━━━ RECORDS FOR PROCESSING

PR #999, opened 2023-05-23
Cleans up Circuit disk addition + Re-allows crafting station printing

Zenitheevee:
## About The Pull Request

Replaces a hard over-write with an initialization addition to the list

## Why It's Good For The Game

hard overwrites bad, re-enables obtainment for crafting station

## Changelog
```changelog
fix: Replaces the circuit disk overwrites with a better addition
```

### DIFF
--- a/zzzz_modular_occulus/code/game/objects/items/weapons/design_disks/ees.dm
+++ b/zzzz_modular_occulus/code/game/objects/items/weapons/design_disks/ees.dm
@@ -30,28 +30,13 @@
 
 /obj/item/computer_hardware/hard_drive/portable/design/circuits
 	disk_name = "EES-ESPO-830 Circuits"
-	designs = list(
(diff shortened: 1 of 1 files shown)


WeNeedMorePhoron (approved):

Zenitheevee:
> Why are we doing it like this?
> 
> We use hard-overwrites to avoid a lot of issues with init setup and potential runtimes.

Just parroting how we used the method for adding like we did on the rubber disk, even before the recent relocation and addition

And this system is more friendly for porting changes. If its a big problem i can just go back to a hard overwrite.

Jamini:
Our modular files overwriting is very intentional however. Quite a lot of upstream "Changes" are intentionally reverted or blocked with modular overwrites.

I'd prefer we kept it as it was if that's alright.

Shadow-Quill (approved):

━━━━━━
━━━ RECORDS FOR PROCESSING

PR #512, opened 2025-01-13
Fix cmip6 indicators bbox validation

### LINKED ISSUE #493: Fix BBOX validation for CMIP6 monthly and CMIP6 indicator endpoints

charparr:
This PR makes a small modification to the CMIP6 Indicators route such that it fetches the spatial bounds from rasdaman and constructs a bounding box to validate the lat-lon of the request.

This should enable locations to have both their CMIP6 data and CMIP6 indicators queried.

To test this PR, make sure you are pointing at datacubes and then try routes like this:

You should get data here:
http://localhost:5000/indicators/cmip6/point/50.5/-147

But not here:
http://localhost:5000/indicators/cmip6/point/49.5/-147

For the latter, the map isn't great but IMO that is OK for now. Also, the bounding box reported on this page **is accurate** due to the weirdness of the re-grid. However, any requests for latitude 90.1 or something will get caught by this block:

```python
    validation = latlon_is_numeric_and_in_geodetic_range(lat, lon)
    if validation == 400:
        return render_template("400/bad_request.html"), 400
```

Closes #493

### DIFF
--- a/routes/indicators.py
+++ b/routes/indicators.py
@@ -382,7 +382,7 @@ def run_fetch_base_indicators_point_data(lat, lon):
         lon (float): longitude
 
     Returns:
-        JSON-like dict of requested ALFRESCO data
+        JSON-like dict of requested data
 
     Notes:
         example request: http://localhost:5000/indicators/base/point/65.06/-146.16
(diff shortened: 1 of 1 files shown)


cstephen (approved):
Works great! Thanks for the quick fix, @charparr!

━━━━━━
━━━ RECORDS FOR PROCESSING

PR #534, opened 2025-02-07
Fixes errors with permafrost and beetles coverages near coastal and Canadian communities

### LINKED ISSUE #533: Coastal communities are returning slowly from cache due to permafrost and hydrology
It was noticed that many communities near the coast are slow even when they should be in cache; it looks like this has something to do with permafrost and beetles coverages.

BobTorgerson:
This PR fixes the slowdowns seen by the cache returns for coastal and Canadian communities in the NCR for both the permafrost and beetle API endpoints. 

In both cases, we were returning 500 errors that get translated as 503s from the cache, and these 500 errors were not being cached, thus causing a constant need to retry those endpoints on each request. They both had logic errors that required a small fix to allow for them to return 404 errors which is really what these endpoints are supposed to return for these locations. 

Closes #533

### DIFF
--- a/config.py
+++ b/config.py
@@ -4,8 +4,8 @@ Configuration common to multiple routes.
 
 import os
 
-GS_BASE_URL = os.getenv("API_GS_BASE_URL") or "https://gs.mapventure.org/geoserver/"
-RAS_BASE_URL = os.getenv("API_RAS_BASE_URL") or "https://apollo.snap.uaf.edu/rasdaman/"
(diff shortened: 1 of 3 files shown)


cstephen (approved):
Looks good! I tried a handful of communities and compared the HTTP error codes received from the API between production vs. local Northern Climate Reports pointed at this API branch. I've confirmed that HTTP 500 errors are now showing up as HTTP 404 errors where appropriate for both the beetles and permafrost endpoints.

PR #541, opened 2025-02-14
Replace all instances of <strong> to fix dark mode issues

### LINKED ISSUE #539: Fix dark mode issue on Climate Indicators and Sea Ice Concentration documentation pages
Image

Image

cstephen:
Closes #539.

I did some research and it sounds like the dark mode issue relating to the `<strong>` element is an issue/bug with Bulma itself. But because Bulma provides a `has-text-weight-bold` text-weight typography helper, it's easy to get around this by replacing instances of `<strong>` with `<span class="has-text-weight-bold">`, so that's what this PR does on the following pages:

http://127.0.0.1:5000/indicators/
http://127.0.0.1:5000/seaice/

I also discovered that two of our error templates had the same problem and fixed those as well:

━━━━━━

Sift through the entries and copy every line with "charparr".

charparr:
Works great! Thanks for the quick fix, @charparr!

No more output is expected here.